好久之后,厘子迈问:“想不想看烟花。”

玩烟花的小孩儿已经回了家,四周围静悄悄的,什么人也没有,程澈说:“想。”

“那你闭上眼睛。”

“嗯。”

“你骗我,你没有闭上眼睛。”

程澈又“嗯”了一声,他缓缓闭上眼睛,他相信厘子迈会让他看到烟花,厘子迈总是无所不能。

“啪~烟花。”

声音是从空旷的雪地里的传来的,和手机机里冷冰冰的电流声交织在一起,程澈分不清哪个才是现实,他睁开眼睛,与近在咫尺的目光对视。

冰天雪地里,厘子迈的目光像带着火光的燧石,灼灼地注视着他。

他穿着黑色大衣,衣领掩盖住小半张脸,帽檐下露出的发梢是湿的,像被碎雪亲吻过,纤细修长的手指,红紫得不像话,但他依旧保持着握力的姿势,拿着燃烧的满天星,向程澈伸来,他说:“新年快乐。”

程澈从来没有觉得新年快乐过,任何节日对他来说都是一样的难捱,他讨厌在家里吃饭,讨厌看到程立家凶神恶煞的嘴脸,也讨厌母亲总是逆来顺受的模样,他从来不觉得新年快乐,可满天星滋滋的火苗声,却成为这一刻最动听的乐曲。

雪停了下来,光秃秃的树干被厚重的积雪压得吱吱作响,路灯下的树影不做间隙地晃动,似乎要一直晃到程澈的心里去,他堪堪地伸手接过满天星。
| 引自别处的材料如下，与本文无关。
PR #2176, opened 2023-06-02
feat(spans): Extract `span.group` tag

iker-barriocanal:
Adds `span.group` tag to span metrics. The span group is calculated by taking the first 16 characters of the MD5 of the sanitized span description; thus, if the span description isn't sanitized, we don't extract it.

In order to calculate the MD5 hash, we introduce [the MD5 crate](https://github.com/stainless-steel/md5) as a new dependency ([licensed](https://github.com/stainless-steel/md5/blob/master/LICENSE.md) under both Apache 2.0 and MIT).

#skip-changelog


relay-server/src/metrics_extraction/transactions/mod.rs
```diff
@@ -562,6 +563,12 @@ fn extract_span_metrics(
                     "span.description".to_owned(),
                     scrubbed_description.to_owned(),
                 );
+
+                let mut span_group = format!("{:?}", md5::compute(scrubbed_description));
```
jjbayer, line 582: Doesn't taking the _scrubbed_ description instead of the raw description make this group hash inconsistent with the group hash computed in sentry? Or does that also use the scrubbed version now?

relay-server/src/metrics_extraction/transactions/mod.rs
```diff
@@ -562,6 +563,12 @@ fn extract_span_metrics(
...
+                if span_group.len() > 16 {
+                    span_group = span_group[..16].to_owned();
+                }
```
jjbayer: Both versions can panic in theory, but this should be safe because the hash won't contain non-ascii chars.

```suggestion
                span_group.truncate(16);
```

jjbayer (approved):

relay-server/src/metrics_extraction/transactions/mod.rs
iker-barriocanal: Span grouping takes the sanitized scrubbed description to apply the hashing algorithm in Sentry too. Note that with evolving span description rules, the hash could also vary.

iker-barriocanal:
Apparently, something went wrong when merging https://github.com/getsentry/relay/pull/2183 to master and master CI is now red. [864c684](https://github.com/getsentry/relay/pull/2176/commits/864c68424c60e142ab92554a566995a05dde7f53) in this PR should fix it.

PR #2178, opened 2023-06-02
Feat/profile rate limit buckets

jjbayer:
- [x] Remove profile tags and emit outcomes
- [ ] Count in redis.


jjbayer:
There is no product requirement for this and it adds a lot of complexity. We can always reopen when needed.

PR #2180, opened 2023-06-04
fix(kafka): Update default topic for transaction metrics

jjbayer:
In sentry, the default topic for transaction a.k.a. performance metrics is defined as

```python
KAFKA_INGEST_PERFORMANCE_METRICS = "ingest-performance-metrics"
```

([source](https://github.com/getsentry/sentry/blob/75833f69cea56d4d0f7c7dbde6b8026b1110376f/src/sentry/conf/server.py#L2925))

But Relay still sends all metrics to the same topic by default.

During a local end-to-end test, I noticed that the metrics indexer crashes when it receives buckets from multiple use cases on the same topic:

```python
            raise ValueError(
                f"The set of use_case_ids: {use_case_ids} maps to multiple metric path keys"
            )
 ```

([source](https://github.com/getsentry/sentry/blob/75833f69cea56d4d0f7c7dbde6b8026b1110376f/src/sentry/sentry_metrics/indexer/postgres/postgres_v2.py#L288-L290))

To make development setup easier, use the same default topic in Relay as in Sentry.

### DIFF
--- a/relay-kafka/src/config.rs
+++ b/relay-kafka/src/config.rs
@@ -89,7 +89,7 @@ pub struct TopicAssignments {
     /// Topic name for metrics extracted from sessions. Defaults to the assignment of `metrics`.
     pub metrics_sessions: Option<TopicAssignment>,
     /// Topic name for metrics extracted from transactions. Defaults to the assignment of `metrics`.
-    pub metrics_transactions: Option<TopicAssignment>,
+    pub metrics_transactions: TopicAssignment,
     /// Stacktrace topic name
     pub profiles: TopicAssignment,
     /// Replay Events topic name.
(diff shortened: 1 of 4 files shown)

### CODE REVIEW

File: relay-kafka/src/config.rs [hunk 1]
```diff
@@ -134,7 +132,7 @@ impl Default for TopicAssignments {
             sessions: "ingest-sessions".to_owned().into(),
             metrics: "ingest-metrics".to_owned().into(),
             metrics_sessions: None,
-            metrics_transactions: None,
+            metrics_transactions: "ingest-performance-metrics".to_owned().into(),
```
olksdr, line 135: This kind of makes sense. But I still would prefer that we do not set this up by default, and just provide the correct config. 
Since `Sentry` backend have such default already, I guess it's fine to have those too.

olksdr (approved):

iker-barriocanal (approved):

relay-kafka/src/config.rs
jjbayer: Confirmed offline that session and transaction metrics should never go into the same topic these days, not even in self hosted or dev environments. Therefore, I think we have to change the default to get a working out-of-the-box experience.

jjbayer: Will add a changelog entry though, in case anyone encounters problems with this change.

PR #2181, opened 2023-06-05
feat(spans): Extract `span.category` tag

iker-barriocanal:
Extracts `span.category` tag in spans from its operation. The mapping is available in [Sentry develop docs](https://develop.sentry.dev/sdk/performance/span-operations/). I decided to match the beginning of strings instead of hardcoding a list for simplicity and to match similar operations, we can revisit this decision at a later point if this causes any issues.

#skip-changelog


relay-server/src/metrics_extraction/transactions/mod.rs
```diff
@@ -913,6 +1042,15 @@ mod tests {
                     "timestamp": 1597976302.0000000,
                     "trace_id": "ff62a8b040f340bda5d830223def1d81"
                 },
+                {
+                    "description": "<SomeUiRendering>",
+                    "op": "ui.react.render",
```
iker-barriocanal, line 1097: The negative test is the span right above this one. I didn't reuse it to have a negative test, and because changing the op (adding the `ui.` prefix) extracts a measurement less. We should revisit this edge case when we move to onlyspans.

relay-server/src/metrics_extraction/transactions/mod.rs
```diff
@@ -736,6 +740,131 @@ fn extract_captured_substring<'a>(string: &'a str, pattern: &'a Lazy<Regex>) ->
...
+            "ui.react"
+        } else if op.starts_with("ui.vue") {
+            "ui.vue"
+        } else if op.starts_with("ui.svelte") {
+            "ui.svelte"
+        } else if op.starts_with("ui.angular") {
+            "ui.angular"
+        } else if op.starts_with("ui.ember") {
+            "ui.ember"
+        }
```
olksdr: This can never happen, since on the line `765` you will have a match with `ui` only.

relay-server/src/metrics_extraction/transactions/mod.rs
```diff
@@ -736,6 +740,131 @@ fn extract_captured_substring<'a>(string: &'a str, pattern: &'a Lazy<Regex>) ->
...
+        // Serverless
+        // `http*` marked in Browser
+        // `grpc*` marked in Web server
+        else if op.starts_with("function.gpc") {
+            "function.grpc"
+        } else if op.starts_with("function.aws") {
+            "function.aws"
+        } else if op.starts_with("function.azure") {
+            "function.azure"
+        }
```
olksdr: Same here, on line `750` it will match the `function` first.

relay-server/src/metrics_extraction/transactions/mod.rs
```diff
@@ -736,6 +740,131 @@ fn extract_captured_substring<'a>(string: &'a str, pattern: &'a Lazy<Regex>) ->
     None
 }
 
+/// Returns the category of a span from its operation. The mapping is available in:
+/// <https://develop.sentry.dev/sdk/performance/span-operations/>
+fn span_op_to_category(op: &str) -> Option<&str> {
+    Some({
```
olksdr: It's not really readable, maybe better would be to assign these `if`s to the variable and return it at the end, like 

```rust

  let category = if op.starts_with("mark") {
...

  // at the end of the function 
  Some(category)
}
```

relay-server/src/metrics_extraction/transactions/mod.rs
```diff
@@ -736,6 +740,131 @@ fn extract_captured_substring<'a>(string: &'a str, pattern: &'a Lazy<Regex>) ->
...
+            "view"
+        } else if op.starts_with("template") {
+            "template"
+        } else if op.starts_with("event") {
+            "event"
+        } else if op.starts_with("function.nextjs") {
+            "function.nextjs"
+        } else if op.starts_with("function.remix") {
+            "function.remix"
+        } else if op.starts_with("function") {
```
olksdr: you have already `function` on the line `750` which will get caught first

relay-server/src/metrics_extraction/transactions/mod.rs
olksdr: you also might want to do it a bit differently, make the inner `if`s, something like 
```rust
// e.g. first match function and only then you can check if the function match something else, otherwise return `function`
else if op.starts_with("function") {
       if op.starts_with("function.gpc") {
            "function.grpc"
        } else if op.starts_with("function.aws") {
            "function.aws"
        } else if op.starts_with("function.azure") {
            "function.azure"
        } else {
            "function"
       }
}

```

what do you think?

olksdr (changes requested):
There are few things I think should be fixed first.

relay-server/src/metrics_extraction/transactions/mod.rs
iker-barriocanal: Nice! It also discovered a bug (see [ae68c82](https://github.com/getsentry/relay/pull/2181/commits/ae68c82364b7dacaf6fd7fe37ebbf54660a698b2)).

relay-server/src/metrics_extraction/transactions/mod.rs
```diff
@@ -736,6 +740,138 @@ fn extract_captured_substring<'a>(string: &'a str, pattern: &'a Lazy<Regex>) ->
...
+        // Messages / queues
+        else if op.starts_with("topic") {
+            "topic"
+        } else if op.starts_with("queue") {
+            "queue"
+        }
+        //
+        // Unknown
+        else {
+            ""
```
olksdr: I think you still can keep `return None` here, it would be fine.  so you don't have to do another check at the end. 
And at the end just return `Some(category)`.

olksdr (approved):
approving to unblock fast

PR #2184, opened 2023-06-05
feat(ci): Add CI-check for pop-deploys 

TBS1996:
This should prevent deploying pop-relays before it has passed all the CI tests.

#skip-changelog


relay/src/cli.rs
```diff
@@ -110,7 +110,7 @@ pub fn extract_config_env_vars() -> OverridableConfig {
         id: env::var("RELAY_ID").ok(),
         public_key: env::var("RELAY_PUBLIC_KEY").ok(),
         secret_key: env::var("RELAY_SECRET_KEY").ok(),
-        outcome_source: None, //already extracted in params
```
iker-barriocanal: Why this change?

gocd/pipelines/relay-pop.yaml
```diff
@@ -23,7 +23,28 @@ pipelines:
...
+            type: manual
+          fetch_materials: true
+
+          jobs:
+            checks:
+              environment_variables:
+                # Required for checkruns.
+                GITHUB_TOKEN: "{{SECRET:[devinfra-github][token]}}"
+              timeout: 1800
+              elastic_profile_id: relay
```
iker-barriocanal: Should this be the same profile as processing relays?

relay/src/cli.rs
TBS1996: youre quick! just an artefact from accidentally editing master and failing to revert properly, ive fixed it

gocd/pipelines/relay-pop.yaml
TBS1996: It's now `relay-pop` to align with the other pop jobs

TBS1996: sorry for the noise! I should have made it draft

jjbayer (approved):
As discussed offline, another approach would be to make sure that PoPs can only deploy versions that have already been deployed to processing relays. But this should work too!

PR #2185, opened 2023-06-05
Revert "fix(spans): Extract span http_status tag from span tags (#2183)"

iker-barriocanal:
Creates too high cardinality.

#skip-changelog


jjbayer (approved):

iker-barriocanal:
I double-checked this revert PR is ok.

PR #2189, opened 2023-06-06
feat(spans): Extract `release` from the transaction to the span's databag

iker-barriocanal:
Currently, we don't extract the `release` in Relay and it's extracted in [Snuba](https://github.com/getsentry/snuba/blob/17d6322c64ca10ddd3c8c01c10c2ea6c96783a11/snuba/datasets/processors/spans_processor.py#L178) instead. This PR moves us one step closer to removing data extraction from Snuba and centralizing it in Relay.

~I'm not sure if metric extraction in Snuba runs before or after checking the cardinality limits, so I'll monitor closely the deployment of this PR.~ This is now extracted to `span.data` instead of metrics, so there's no impact on metrics cardinality.

#skip-changelog


jjbayer (approved):
The cardinality limiter runs in sentry before the data reach snuba, so this could definitely push it over the threshold again (if it's not already above the threshold).

olksdr (approved):

nikhars:
@iker-barriocanal - Is there a way to not extract metrics for these tags but extract the data and send it in spans data bag. That is the intended outcome I was looking for.

Basically, a tag is at the top level transaction. But it needs to be exploded to all individual spans beneath it. We don't need metrics for this tag. Tag only needs to be propagated to all children spans in the spans data bag.

If that is hard to do, I would say do not proceed with this. Snuba will continue to do what it does today.

olksdr (approved):

PR #2191, opened 2023-06-06
ref(metrics-extraction): Split span and transaction metric extraction

iker-barriocanal:
We've been plugging span extraction in `relay-server/src/metrics_extraction/transactions/mod.rs`. As the module's scope and responsibilities increase, splitting span and transaction responsibilities into two different modules helps to better understand the code and make more targeted tests, for example.

**Note**: this PR doesn't contain any functional changes, only a refactor moving code around.

Summary of changes, in the `relay-server` crate:
- Create module `metrics_extraction/performance`, with two submodules inside: `spans` and `transactions`.
- Delete former `metrics_extraction/transactions/mod.rs`. The contents are split into the above-mentioned `spans` and `transactions` modules.
- Shared functions between `metrics_extraction/performance/spans` and `metrics_extraction/performance/transactions` have been moved to `metrics_extraction/performance/utils.rs`. I'm not opinionated on the name of this file and am open to changing it.
- A single test snapshot has been moved, without any changes besides the path rename.
- Other minor import updates to reflect the new paths.

This PR is a first step to achieving a better responsibility split. More PRs will follow to improve this, such as splitting tests. I'm not including these in the current PR to minimize the number of changes and reduce risk.

#skip-changelog


relay-server/src/metrics_extraction/performance/mod.rs
olksdr, line 1: What the reason to create so deep module structure? 
Why don't just use `transactions` and `spans` modules in the root of `metrics_extractions` which makes perfect sense to me, and we do not create those very long module paths.

relay-server/src/actors/processor.rs
```diff
@@ -63,9 +63,9 @@ use crate::actors::project_cache::ProjectCache;
 use crate::actors::upstream::{SendRequest, UpstreamRelay};
 use crate::envelope::{AttachmentType, ContentType, Envelope, Item, ItemType};
 use crate::extractors::RequestMeta;
+use crate::metrics_extraction::performance::transactions::extract_transaction_metrics;
```
olksdr: `performance` here does not work very well. IMO we do not need this module at all

olksdr (changes requested):
Could we remove such deep-nested module structure? 

> More PRs will follow to improve this, such as splitting tests. I'm not including these in the current PR to minimize the number of changes and reduce risk.

You are already moving code around, what the risk would that be to also move the tests into appropriate modules?

relay-server/src/metrics_extraction/performance/mod.rs
iker-barriocanal: I created it to have shared functions that `sessions` don't need to access, but I agree it's too much complexity. Addressed in [0389e09](https://github.com/getsentry/relay/pull/2191/commits/0389e09e806986fc1f12091655a79172e4971fbc).

iker-barriocanal:
>You are already moving code around, what the risk would that be to also move the tests into appropriate modules?

In this case, it's not about moving tests, but about splitting the test that currently verifies both transaction and span metric extraction. Addressing this means splitting the test, and I want to avoid adding that in this PR because it's harder to identify missing cases (good luck finding that in the diff). Not strongly opinionated though, so I'm open to also addressing that in this PR. I think this approach reduces some risk. What do you think, does this sound reasonable?

olksdr (approved):
lgtm!

If taking caring of the tests is easier to do in the followup, i'm also ok with that. 

Thanks for taking care of this!

PR #2193, opened 2023-06-07
ref(spans): Introduce opinionated casing in span metrics

iker-barriocanal:
In the past, consistent and logical input in certain parameters was assumed. For example, an organization could send `SELECT` or `select` consistently, but combining them with other alternatives such as `sELEct` was not considered. The combination of these cases contributes to higher cardinality and degrades the product experience. In an attempt to improve both, this PR introduces opinionated casing for some fields. This decision is not locked-in and may change in the future as needs evolve.

The following cases are enforced:
- Transaction method, uppercase. Example: `GET`.
- Transaction operation, lowercase. Example: `measure`.
- Span operation, lowercase. Example: `ui.react.render`.
- Span action, uppercase for both HTTP and database spans. Examples: `POST`, `SELECT`.
- Span domain, lowercase for both HTTP and database spans. Examples: `mydomain`, `tablename`.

那火苗很快消失了,余下被路灯照亮的身影,厘子迈的手指落在他肿高的额角和颧骨上,指腹又缓缓覆在他湿润的眼角处,最后蜷缩着收了回去。

程澈终于醒过来,眼里像是绽放了一场盛大的烟火,一闪而过的灼热和明亮,“你怎么来了。”

厘子迈朝他伸手,“来和你过年啊。”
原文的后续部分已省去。